-- Opening Marker --

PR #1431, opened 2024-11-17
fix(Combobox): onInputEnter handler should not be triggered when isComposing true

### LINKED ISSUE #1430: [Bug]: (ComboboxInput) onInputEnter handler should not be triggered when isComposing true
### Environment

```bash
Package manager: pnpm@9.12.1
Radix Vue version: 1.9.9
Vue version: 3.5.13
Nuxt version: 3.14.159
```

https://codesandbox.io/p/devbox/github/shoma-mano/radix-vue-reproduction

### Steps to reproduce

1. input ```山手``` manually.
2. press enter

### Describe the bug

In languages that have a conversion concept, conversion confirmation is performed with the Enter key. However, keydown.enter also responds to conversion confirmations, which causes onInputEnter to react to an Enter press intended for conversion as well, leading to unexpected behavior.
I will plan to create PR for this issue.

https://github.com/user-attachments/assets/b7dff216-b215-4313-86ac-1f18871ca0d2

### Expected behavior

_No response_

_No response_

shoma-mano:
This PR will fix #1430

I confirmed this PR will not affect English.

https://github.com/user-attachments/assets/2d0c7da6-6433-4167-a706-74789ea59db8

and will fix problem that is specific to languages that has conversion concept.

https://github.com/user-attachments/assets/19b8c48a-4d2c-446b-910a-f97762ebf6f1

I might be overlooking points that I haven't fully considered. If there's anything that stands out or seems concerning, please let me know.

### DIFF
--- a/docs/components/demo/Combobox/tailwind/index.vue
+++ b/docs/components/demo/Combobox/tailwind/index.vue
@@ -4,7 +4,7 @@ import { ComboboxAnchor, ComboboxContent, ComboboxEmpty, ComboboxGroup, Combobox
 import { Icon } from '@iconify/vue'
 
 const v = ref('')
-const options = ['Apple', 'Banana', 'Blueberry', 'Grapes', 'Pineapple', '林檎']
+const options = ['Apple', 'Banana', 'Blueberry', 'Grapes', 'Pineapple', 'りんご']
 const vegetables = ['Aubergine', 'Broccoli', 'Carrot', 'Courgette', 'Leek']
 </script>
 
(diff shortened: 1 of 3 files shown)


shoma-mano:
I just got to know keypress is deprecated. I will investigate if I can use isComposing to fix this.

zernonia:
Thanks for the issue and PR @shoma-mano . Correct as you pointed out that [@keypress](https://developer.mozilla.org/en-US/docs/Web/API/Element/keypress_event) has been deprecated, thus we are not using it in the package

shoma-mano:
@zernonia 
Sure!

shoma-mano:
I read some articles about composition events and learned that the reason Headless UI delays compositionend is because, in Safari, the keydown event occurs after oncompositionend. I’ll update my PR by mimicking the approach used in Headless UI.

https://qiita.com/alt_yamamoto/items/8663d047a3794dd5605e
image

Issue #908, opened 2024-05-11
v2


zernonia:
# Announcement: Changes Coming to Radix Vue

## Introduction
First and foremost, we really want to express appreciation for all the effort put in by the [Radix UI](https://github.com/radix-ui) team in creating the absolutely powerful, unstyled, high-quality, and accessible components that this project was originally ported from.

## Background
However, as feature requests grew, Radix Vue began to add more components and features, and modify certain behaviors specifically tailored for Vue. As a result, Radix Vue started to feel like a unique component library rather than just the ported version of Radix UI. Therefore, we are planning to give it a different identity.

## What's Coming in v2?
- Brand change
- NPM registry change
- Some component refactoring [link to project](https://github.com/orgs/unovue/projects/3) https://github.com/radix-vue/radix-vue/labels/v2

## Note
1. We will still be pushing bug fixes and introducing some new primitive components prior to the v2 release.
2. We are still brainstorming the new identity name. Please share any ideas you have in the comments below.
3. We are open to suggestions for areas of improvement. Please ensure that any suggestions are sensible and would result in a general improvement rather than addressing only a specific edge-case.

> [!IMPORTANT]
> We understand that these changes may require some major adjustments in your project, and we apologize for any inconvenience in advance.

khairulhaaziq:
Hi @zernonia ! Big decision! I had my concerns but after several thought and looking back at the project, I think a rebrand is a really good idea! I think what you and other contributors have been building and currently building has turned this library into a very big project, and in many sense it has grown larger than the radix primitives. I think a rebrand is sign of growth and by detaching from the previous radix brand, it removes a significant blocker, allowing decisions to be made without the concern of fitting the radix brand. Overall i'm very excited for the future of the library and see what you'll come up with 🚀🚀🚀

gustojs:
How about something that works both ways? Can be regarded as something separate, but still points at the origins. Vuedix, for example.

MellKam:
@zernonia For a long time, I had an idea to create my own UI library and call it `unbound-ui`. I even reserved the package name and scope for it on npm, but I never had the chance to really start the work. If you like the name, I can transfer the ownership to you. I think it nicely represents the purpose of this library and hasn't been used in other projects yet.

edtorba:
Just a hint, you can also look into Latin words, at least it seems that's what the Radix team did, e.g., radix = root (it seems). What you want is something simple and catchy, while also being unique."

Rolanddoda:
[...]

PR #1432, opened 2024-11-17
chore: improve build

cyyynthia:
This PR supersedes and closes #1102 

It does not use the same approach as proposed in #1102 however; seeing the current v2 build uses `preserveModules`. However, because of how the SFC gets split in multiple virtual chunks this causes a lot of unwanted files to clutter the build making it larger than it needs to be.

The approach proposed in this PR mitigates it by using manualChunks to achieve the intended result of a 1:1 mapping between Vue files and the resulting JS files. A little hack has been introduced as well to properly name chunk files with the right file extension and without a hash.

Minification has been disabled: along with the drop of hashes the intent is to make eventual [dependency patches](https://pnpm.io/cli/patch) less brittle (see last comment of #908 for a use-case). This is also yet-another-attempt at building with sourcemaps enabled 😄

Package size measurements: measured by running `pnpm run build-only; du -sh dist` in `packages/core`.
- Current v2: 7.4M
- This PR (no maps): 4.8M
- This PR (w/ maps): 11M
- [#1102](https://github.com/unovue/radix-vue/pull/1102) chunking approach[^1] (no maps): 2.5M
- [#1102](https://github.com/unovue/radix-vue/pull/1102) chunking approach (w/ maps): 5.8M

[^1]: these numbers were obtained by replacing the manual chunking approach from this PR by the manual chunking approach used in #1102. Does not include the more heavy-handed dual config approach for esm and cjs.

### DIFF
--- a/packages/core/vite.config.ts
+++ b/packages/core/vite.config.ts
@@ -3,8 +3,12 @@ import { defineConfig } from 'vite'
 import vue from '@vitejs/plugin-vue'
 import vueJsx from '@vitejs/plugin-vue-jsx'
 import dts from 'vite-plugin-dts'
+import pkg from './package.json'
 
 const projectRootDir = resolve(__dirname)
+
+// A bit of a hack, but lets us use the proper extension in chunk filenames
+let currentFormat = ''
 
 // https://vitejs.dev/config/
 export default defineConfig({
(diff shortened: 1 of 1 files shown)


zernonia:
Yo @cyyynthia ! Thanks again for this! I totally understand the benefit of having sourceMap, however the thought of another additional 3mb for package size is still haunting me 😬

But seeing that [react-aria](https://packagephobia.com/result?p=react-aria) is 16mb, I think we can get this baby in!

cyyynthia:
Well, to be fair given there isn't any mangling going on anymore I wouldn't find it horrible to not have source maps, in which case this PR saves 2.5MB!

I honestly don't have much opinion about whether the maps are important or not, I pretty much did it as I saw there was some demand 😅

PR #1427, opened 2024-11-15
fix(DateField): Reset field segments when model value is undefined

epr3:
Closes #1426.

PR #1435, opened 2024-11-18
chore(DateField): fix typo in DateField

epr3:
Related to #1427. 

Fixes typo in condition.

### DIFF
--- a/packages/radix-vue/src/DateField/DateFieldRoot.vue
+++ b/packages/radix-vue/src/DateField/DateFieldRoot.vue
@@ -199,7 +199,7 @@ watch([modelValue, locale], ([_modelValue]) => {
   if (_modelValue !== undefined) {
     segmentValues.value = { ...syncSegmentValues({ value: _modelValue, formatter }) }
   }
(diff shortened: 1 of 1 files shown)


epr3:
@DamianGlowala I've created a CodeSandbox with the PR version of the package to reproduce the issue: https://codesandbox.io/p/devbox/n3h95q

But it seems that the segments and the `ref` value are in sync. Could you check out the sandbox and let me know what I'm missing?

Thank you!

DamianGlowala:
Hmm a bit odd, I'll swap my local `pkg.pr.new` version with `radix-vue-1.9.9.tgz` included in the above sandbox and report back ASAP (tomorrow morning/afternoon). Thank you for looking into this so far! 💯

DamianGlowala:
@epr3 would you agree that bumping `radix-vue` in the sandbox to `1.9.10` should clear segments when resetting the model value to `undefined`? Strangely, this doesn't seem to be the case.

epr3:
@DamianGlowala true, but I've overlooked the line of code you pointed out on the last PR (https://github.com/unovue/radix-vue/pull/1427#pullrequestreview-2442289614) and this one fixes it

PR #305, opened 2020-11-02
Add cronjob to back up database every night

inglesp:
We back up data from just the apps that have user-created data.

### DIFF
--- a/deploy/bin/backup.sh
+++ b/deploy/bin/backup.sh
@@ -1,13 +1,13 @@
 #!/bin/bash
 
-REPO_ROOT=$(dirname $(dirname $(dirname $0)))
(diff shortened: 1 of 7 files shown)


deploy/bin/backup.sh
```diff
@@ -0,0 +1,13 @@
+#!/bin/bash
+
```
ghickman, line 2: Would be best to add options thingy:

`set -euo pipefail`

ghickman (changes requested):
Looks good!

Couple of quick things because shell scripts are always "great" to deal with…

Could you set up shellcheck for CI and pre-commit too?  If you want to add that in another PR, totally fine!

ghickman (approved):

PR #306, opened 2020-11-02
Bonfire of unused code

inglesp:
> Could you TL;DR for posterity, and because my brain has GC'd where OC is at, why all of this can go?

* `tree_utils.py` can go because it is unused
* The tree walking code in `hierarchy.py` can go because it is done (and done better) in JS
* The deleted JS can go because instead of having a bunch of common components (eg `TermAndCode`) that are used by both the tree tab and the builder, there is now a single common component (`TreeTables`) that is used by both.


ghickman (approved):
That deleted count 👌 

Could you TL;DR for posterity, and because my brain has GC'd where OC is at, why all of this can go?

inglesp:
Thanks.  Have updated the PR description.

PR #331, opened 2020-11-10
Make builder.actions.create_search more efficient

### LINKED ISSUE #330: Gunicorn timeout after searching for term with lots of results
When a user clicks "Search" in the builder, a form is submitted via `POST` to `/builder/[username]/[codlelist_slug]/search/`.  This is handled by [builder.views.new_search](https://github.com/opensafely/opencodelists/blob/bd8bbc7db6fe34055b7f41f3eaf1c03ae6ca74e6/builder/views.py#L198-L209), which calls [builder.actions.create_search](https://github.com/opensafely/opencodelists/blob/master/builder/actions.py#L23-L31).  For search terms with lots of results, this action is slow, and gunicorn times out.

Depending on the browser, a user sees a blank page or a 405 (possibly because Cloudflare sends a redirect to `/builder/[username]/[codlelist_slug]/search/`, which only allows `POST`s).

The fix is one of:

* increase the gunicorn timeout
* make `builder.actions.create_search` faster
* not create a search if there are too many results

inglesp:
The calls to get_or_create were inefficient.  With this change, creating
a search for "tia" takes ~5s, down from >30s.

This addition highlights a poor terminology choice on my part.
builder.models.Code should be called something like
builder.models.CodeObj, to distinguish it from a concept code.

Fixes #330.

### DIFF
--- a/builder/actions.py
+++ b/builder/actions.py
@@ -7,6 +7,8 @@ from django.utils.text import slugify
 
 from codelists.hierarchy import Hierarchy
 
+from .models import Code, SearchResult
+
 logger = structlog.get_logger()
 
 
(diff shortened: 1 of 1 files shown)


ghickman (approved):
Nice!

-- Closing Marker --
-- Opening Marker --

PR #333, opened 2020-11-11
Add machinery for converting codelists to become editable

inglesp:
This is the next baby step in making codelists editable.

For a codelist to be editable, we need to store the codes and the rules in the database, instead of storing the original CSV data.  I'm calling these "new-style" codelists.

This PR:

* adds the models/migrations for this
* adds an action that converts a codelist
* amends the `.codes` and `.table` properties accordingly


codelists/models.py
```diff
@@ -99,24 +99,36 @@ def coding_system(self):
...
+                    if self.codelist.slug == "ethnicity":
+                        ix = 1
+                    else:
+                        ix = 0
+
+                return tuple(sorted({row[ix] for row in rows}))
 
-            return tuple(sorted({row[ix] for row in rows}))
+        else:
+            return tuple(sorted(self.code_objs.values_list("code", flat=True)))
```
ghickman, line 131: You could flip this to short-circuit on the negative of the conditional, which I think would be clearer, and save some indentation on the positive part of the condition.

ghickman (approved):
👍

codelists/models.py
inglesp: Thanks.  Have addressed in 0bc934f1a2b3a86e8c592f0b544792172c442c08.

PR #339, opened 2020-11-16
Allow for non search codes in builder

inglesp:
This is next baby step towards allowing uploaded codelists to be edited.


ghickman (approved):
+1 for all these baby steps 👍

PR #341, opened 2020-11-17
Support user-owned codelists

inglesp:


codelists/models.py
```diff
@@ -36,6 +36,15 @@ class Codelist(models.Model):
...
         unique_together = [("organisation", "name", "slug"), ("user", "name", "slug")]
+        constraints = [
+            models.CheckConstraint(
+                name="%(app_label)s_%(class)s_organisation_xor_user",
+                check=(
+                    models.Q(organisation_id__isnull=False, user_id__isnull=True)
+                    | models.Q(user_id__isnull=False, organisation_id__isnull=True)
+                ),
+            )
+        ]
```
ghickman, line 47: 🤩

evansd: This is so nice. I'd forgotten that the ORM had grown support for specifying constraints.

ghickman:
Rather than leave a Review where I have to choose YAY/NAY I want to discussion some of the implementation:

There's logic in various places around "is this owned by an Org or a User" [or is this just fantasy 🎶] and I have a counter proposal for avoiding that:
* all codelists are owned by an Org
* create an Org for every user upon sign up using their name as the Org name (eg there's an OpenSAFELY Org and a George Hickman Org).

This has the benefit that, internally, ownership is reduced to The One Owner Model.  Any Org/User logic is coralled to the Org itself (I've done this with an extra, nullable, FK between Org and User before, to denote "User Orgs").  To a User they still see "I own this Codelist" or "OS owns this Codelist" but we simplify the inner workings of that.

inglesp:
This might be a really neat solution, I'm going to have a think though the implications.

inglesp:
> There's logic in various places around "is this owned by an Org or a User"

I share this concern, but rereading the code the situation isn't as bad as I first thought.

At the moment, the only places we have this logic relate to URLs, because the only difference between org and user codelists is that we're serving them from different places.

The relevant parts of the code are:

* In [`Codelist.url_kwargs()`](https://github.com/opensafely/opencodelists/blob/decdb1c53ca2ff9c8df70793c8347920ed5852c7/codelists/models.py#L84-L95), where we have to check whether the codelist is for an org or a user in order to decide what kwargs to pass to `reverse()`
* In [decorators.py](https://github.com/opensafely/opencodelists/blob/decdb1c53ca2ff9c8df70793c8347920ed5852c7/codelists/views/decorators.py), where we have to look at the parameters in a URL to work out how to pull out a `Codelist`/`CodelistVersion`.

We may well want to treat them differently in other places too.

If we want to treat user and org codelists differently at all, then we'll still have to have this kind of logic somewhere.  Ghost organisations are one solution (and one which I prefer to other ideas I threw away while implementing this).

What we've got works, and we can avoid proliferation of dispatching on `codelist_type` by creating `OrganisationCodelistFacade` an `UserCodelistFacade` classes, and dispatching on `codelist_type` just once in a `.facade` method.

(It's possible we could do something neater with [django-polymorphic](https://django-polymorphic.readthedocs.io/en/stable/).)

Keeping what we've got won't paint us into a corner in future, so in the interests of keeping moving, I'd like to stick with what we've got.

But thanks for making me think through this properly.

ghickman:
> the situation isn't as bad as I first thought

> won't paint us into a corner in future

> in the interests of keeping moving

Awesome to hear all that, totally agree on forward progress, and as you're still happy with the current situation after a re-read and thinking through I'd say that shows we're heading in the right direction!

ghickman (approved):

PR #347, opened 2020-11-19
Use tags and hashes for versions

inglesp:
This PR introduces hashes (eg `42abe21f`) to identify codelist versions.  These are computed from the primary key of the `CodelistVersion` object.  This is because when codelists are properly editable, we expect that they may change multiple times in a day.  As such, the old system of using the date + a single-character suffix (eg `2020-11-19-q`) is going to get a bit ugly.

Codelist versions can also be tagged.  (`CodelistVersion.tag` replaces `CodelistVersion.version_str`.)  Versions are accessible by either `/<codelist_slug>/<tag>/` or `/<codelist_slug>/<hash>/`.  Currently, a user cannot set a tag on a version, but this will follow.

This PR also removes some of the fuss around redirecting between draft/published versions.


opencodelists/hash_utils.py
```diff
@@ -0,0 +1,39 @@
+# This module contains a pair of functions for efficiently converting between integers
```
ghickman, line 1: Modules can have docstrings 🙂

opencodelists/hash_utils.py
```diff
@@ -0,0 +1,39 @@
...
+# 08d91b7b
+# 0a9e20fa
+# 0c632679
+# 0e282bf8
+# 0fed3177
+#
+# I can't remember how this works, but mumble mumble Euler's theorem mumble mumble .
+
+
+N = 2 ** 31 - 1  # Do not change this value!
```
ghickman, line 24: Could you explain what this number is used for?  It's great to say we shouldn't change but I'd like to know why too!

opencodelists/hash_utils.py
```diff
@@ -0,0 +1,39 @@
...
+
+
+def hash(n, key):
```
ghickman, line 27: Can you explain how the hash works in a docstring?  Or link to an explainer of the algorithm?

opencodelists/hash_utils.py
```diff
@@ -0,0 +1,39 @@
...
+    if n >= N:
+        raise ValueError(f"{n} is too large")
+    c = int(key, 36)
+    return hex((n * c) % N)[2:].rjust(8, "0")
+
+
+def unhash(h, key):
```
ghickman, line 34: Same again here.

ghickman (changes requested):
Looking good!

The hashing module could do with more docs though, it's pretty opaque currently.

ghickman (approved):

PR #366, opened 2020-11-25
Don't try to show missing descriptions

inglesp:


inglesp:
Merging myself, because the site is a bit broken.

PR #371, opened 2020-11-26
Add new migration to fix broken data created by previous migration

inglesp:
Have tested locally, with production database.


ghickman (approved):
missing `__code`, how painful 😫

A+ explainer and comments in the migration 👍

-- Closing Marker --
-- Opening Marker --

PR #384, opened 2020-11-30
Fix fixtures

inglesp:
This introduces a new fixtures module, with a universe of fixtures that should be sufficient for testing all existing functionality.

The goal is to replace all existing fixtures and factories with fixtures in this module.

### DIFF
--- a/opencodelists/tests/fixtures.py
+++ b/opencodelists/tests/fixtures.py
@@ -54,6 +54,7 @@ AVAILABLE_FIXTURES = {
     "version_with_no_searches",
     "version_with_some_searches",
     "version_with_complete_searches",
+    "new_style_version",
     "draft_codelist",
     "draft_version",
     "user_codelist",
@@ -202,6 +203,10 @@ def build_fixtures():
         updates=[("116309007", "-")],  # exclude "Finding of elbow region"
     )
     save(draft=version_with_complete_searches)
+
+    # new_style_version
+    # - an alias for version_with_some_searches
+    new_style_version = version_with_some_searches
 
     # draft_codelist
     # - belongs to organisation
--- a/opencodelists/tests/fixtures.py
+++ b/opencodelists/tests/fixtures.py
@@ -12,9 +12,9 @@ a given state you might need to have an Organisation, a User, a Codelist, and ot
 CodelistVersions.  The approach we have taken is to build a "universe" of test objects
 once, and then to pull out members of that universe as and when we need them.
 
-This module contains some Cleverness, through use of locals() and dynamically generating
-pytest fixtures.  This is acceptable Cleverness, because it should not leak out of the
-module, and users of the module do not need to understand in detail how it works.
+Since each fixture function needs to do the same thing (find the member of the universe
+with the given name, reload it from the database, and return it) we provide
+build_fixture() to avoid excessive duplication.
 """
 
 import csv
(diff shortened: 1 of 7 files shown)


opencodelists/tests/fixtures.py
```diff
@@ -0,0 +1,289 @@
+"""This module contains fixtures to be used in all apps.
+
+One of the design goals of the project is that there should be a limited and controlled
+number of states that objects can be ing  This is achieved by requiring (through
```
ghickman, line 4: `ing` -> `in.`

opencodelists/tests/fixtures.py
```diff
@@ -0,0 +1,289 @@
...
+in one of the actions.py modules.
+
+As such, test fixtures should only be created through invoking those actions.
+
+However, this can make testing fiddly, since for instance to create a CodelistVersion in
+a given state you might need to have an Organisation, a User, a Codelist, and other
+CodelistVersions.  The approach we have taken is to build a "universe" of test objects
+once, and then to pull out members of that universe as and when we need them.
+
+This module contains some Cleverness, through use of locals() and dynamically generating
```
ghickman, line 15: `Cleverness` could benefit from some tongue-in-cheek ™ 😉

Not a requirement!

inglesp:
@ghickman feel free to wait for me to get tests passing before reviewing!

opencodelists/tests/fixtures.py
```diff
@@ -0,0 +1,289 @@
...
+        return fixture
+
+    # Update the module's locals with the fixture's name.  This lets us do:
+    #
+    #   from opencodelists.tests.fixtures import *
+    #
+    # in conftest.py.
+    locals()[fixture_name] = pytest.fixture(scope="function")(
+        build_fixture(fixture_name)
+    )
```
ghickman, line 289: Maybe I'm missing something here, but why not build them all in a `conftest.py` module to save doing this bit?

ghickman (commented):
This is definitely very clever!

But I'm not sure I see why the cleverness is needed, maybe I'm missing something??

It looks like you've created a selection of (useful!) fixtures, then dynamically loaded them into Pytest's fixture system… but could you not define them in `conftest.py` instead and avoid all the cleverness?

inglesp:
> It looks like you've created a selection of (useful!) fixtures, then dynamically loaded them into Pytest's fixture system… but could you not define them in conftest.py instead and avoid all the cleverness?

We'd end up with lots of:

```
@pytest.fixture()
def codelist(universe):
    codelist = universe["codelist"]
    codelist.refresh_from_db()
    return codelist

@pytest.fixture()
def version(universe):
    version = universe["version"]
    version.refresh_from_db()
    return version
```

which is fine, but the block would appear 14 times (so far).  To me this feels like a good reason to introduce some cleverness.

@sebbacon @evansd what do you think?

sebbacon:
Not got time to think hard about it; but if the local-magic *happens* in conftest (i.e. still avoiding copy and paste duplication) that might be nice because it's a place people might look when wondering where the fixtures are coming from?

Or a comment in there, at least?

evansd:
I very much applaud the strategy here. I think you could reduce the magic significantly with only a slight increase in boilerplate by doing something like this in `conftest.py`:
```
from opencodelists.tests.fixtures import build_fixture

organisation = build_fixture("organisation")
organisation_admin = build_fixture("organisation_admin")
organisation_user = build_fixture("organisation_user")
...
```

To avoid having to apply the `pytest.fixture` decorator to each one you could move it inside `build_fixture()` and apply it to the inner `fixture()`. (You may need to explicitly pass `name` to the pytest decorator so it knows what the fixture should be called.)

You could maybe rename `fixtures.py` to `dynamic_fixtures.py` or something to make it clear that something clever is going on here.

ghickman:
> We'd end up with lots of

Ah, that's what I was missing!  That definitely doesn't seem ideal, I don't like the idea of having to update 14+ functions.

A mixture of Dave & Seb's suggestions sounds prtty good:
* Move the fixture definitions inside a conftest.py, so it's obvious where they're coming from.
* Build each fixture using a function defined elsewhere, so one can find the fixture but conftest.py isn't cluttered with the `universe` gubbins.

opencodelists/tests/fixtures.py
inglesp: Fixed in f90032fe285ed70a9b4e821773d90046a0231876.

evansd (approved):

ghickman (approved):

-- Closing Marker --

* Action item: If a line of the data contains "hashes", it counts; report the number of such lines and nothing else.

* Reply: 3